What to produce
Output only this range of the data below: the line that contains "Sorry for the" through the final line, both ends included, each retyped exactly.

Collected data:
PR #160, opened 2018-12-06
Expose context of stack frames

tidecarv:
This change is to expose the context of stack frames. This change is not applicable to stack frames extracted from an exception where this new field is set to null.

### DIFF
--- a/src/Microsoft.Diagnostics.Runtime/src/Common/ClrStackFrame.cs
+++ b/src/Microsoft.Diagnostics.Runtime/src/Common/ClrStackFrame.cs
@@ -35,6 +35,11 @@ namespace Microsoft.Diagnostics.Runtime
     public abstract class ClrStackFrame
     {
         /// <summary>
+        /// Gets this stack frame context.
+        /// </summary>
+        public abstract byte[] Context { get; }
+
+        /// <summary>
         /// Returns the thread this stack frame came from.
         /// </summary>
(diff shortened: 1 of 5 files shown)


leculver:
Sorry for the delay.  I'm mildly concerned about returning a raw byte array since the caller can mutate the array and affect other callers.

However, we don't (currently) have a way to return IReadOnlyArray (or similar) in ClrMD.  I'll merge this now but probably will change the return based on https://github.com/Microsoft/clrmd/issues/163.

Output of the exercise
Sorry for the delay.  I'm mildly concerned about returning a raw byte array since the caller can mutate the array and affect other callers.

However, we don't (currently) have a way to return IReadOnlyArray (or similar) in ClrMD.  I'll merge this now but probably will change the return based on https://github.com/Microsoft/clrmd/issues/163.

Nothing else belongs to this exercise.